Kommentar von Peter Fahrenholz

Bei manchen politischen Reizthemen ist es so gut wie unmöglich, das Für und Wider sachlich abzuwägen, ohne damit sofort einen Glaubenskrieg auszulösen. In Deutschland gehört die Frage des Tempolimits auf den Straßen dazu. Wer als Politiker einen, wie man das heute nennt, Shitstorm auslösen möchte, braucht bloß eine Verschärfung der Geschwindigkeitsbeschränkungen zu fordern. Oder gar als größten Sündenfall die Einführung eines allgemeinen Tempolimits auf Autobahnen, das es sonst überall in Europa längst gibt. Der letzte, der das angeregt hatte, war im Jahr 2013 SPD-Chef Sigmar Gabriel. Er wurde vom damaligen SPD-Kanzlerkandidaten Peer Steinbrück sofort zurückgepfiffen.

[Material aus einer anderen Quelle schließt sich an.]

PR #726, opened 2022-03-04
[common-library] priorityClassName

paologallinaharbur:
#### Is this a new chart
no
adding priorityClassName to common library

#### Checklist
- [x] Chart Version bumped

### DIFF
--- a/library/common-library/templates/_priority-class-name.tpl
+++ b/library/common-library/templates/_priority-class-name.tpl
@@ -1,0 +1,10 @@
+{{- /* Defines the pod priorityClassName */ -}}
+{{- define "common.priorityClassName" -}}
+    {{- if .Values.priorityClassName -}}
+        {{- .Values.priorityClassName -}}
+    {{- else if .Values.global -}}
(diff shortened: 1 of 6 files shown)


gsanchezgavier (approved):
lgtm

library/common-library/templates/_priority-class-name.tpl
```diff
@@ -0,0 +1,8 @@
+{{- /* Defines the pod priorityClassName */ -}}
+{{- define "common.priorityClassName" -}}
+    {{- if .Values.priorityClassName -}}
+        {{- .Values.priorityClassName -}}
+    {{- else if .Values.global.priorityClassName -}}
```
kang-makes, line 5: Test here if global exists.

As we are in a library the values of the chart that are using it are unreliable. In fact, this is the thing why the idea of Guillermo on having a unit-test chart liked me so much because we could have an "empty values file" to test these kinds of things.

kang-makes (approved):
LGTM.

PR #728, opened 2022-03-04
[common-library] labels

paologallinaharbur:
#### Is this a new chart
no
add support in common library for podLabels and labels

#### Checklist
- [x] Chart Version bumped
- [] Variables are documented in the README.md

### DIFF
--- a/library/CHART-TEMPLATE/tests/common_library_labels_test.yaml
+++ b/library/CHART-TEMPLATE/tests/common_library_labels_test.yaml
@@ -1,6 +1,7 @@
 suite: test labels helpers
 templates:
-  - templates/deployment.yaml # we could check the same for service and serviceAccount as well
+  - templates/deployment.yaml
+  - templates/serviceaccount.yaml
 release:
   name: my-release
   namespace: my-namespace
@@ -11,11 +12,16 @@ tests:
   - it: does not fail if globals=nil
     set:
       global: null
+      serviceAccount:
+        create: true
     asserts:
       - hasDocuments:
           count: 1
+
   - it: sets labels according to values
     set:
+      serviceAccount:
+        create: true
       labels:
         helm.sh/chart: fixed
     asserts:
@@ -26,9 +32,12 @@ tests:
             app.kubernetes.io/managed-by: Helm
             app.kubernetes.io/name: CHART-TEMPLATE
             app.kubernetes.io/version: 1.16.0
-            helm.sh/chart: fixed   # We cannot test behaviour without overwriting this since the version chart often changes
+            helm.sh/chart: fixed  # We cannot test behaviour without overwriting this since the version chart often changes
+
   - it: sets labels with globals giving priority to values
     set:
+      serviceAccount:
+        create: true
       labels:
         helm.sh/chart: fixed
         one: overwriting
--- a/library/CHART-TEMPLATE/tests/common_library_labels_test.yaml
+++ b/library/CHART-TEMPLATE/tests/common_library_labels_test.yaml
@@ -1,0 +1,49 @@
+suite: test labels helpers
+templates:
+  - templates/deployment.yaml # we could check the same for service and serviceAccount as well
+release:
+  name: my-release
+  namespace: my-namespace
+set:
+  licenseKey: test-license-key
+  cluster: test-cluster
+tests:
+  - it: does not fail if globals=nil
+    set:
+      global: null
+    asserts:
+      - hasDocuments:
+          count: 1
+  - it: sets labels according to values
+    set:
+      labels:
+        helm.sh/chart: fixed
+    asserts:
+      - equal:
+          path: metadata.labels
+          value:
+            app.kubernetes.io/instance: my-release
+            app.kubernetes.io/managed-by: Helm
+            app.kubernetes.io/name: CHART-TEMPLATE
+            app.kubernetes.io/version: 1.16.0
+            helm.sh/chart: fixed   # We cannot test behaviour without overwriting this since the version chart often changes
+  - it: sets labels with globals giving priority to values
+    set:
+      labels:
+        helm.sh/chart: fixed
+        one: overwriting
+      global:
+        labels:
+          one: overwritten
+          two: second
+    asserts:
+      - equal:
+          path: metadata.labels
+          value:
+            app.kubernetes.io/instance: my-release
+            app.kubernetes.io/managed-by: Helm
+            app.kubernetes.io/name: CHART-TEMPLATE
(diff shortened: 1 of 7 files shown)


library/common-library/templates/_labels.tpl
```diff
@@ -16,6 +16,12 @@ helm.sh/chart: {{ include "common.naming.chart" . }}
 app.kubernetes.io/version: {{ .Chart.AppVersion | quote }}
 {{- end }}
 app.kubernetes.io/managed-by: {{ .Release.Service }}
+{{- with .Values.global.labels }}
```
kang-makes, line 19: It wouldn't be better if we `merge` them "just in case"?

library/common-library/templates/_labels.tpl
```diff
@@ -16,6 +16,12 @@ helm.sh/chart: {{ include "common.naming.chart" . }}
...
+{{ toYaml . }}
+{{- end -}}
+{{- with .Values.labels }}
+{{ toYaml . }}
+{{- end -}}
```
kang-makes, line 24: It wouldn't be better if we merge them "just in case"?

library/CHART-TEMPLATE/tests/common_library_labels_test.yaml
```diff
@@ -0,0 +1,44 @@
...
+  namespace: my-namespace
+set:
+  licenseKey: test-license-key
+  cluster: test-cluster
+tests:
+  # We cannot test behaviour without overwriting this since the version chart often changes
+  - it: sets labels according to values
+    set:
+      labels:
+        helm.sh/chart: fixed
```
kang-makes, line 15:
```suggestion
  - it: sets labels according to values
    set:
      labels:
        helm.sh/chart: fixed  # We cannot test behavior without overwriting this since the version chart often changes
```

library/common-library/templates/_labels.tpl
kang-makes: Well, we would have to do more magic creating a dict with `app.kubernetes.io/version`, `app.kubernetes.io/managed-by`,... so we can merge that too.

Maybe it is a bit overkill. WDYT?

kang-makes (approved):
LGTM. I left a couple of nits that are only style-related.

library/common-library/templates/_labels.tpl
kang-makes, line 19: After visiting the `priorityClass` PR I have to reject this PR because I overlooked this.

We cannot trust that global exists.

kang-makes (changes requested):
I overlooked an issue. Sorry :(

library/common-library/templates/_labels.tpl
paologallinaharbur: Do you mean that Values.global can be nil, right?

library/CHART-TEMPLATE/tests/common_library_labels_test.yaml
```diff
@@ -0,0 +1,44 @@
...
+    asserts:
+      - equal:
+          path: metadata.labels
+          value:
+            app.kubernetes.io/instance: my-release
+            app.kubernetes.io/managed-by: Helm
+            app.kubernetes.io/name: CHART-TEMPLATE
+            app.kubernetes.io/version: 1.16.0
+            helm.sh/chart: fixed
```
gsanchezgavier, line 24: it would be nice just to check if this label exist, just to have an independent test, but i guess that it cannot be done

library/common-library/templates/_labels.tpl
paologallinaharbur: - yes, I feel it would be a bit obscure to create a dict with `app.kubernetes.io/version, app.kubernetes.io/managed-by`. If needed anyone can still overriding them

 - regarding the merge I followed the approach of:
```
{{- if include "common.labels.overrides.addLabels" . }}
{{ include "common.labels.overrides.addLabels" . }}
{{- end }}
```
since it was simpler. We would need to merge 4 sources (standard, user, global, override) and it could be a bit confusing. But If you think it is better I am fine with changing it

library/common-library/templates/_labels.tpl
paologallinaharbur: I'll fix that and check why tests were not covering it

library/CHART-TEMPLATE/tests/common_library_labels_test.yaml
paologallinaharbur: we can, but it has the chart version in it, therefore we would need to update the test each time 🤯  
```
{{- define "common.naming.chart" -}}
{{- printf "%s-%s" .Chart.Name .Chart.Version | replace "+" "_" | trunc 63 | trimSuffix "-" }}
{{- end }}
```

library/CHART-TEMPLATE/tests/common_library_labels_test.yaml
```diff
@@ -0,0 +1,43 @@
...
+set:
+  licenseKey: test-license-key
+  cluster: test-cluster
+tests:
+  - it: sets labels according to values
+    set:
+      labels:
+        helm.sh/chart: fixed
+    asserts:
+      - equal:
```
gsanchezgavier, line 16: what about using [contains](https://github.com/vbehar/helm3-unittest/blob/master/unittest/assertion.go#L125) . So we just check what the test says. ( I never tried this `contains` so it might be not the thing we want)
```suggestion
      - contains:
           path: metadata.labels
           value:
             helm.sh/chart: fixed
```

paologallinaharbur: this would work!

paologallinaharbur: actually no, contains does not work as I expected 😖

kang-makes: As the documentation is almost inexistent I use this example as a guide: https://github.com/quintush/helm-unittest/blob/master/test/data/v3/basic/tests_failed/deployment_test.yaml

`contains` is for arrays.

kang-makes (approved):
I am owning this PR to free Paolo during this week.

As I rejected this PR now I have to approve it but I would love to have other people to review it again.

roobre (commented):
Looking nice to me, but seeing this many label-related functions makes me think that, as a chart writer, I'd have to spend quite some time figuring how they work or how am I supposed to use them.
Do you think it would be possible to have this documented somewhere?

kang-makes:
I rebased and added more comments to the helpers but I don't know of any tool that creates documentation from the helper's comments.

I think we are on our own on this...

Jetzt kommt der nächste Anstoß für eine neue Tempolimit-Debatte aus Frankreich. Die Regierung des französischen Präsidenten Emmanuel Macron führt für Landstraßen Tempo 80 ein (statt wie bisher Tempo 90, ein Tempolimit auf Autobahnen gibt es dort natürlich auch). Begründet wird das mit der hohen Zahl der Verkehrstoten.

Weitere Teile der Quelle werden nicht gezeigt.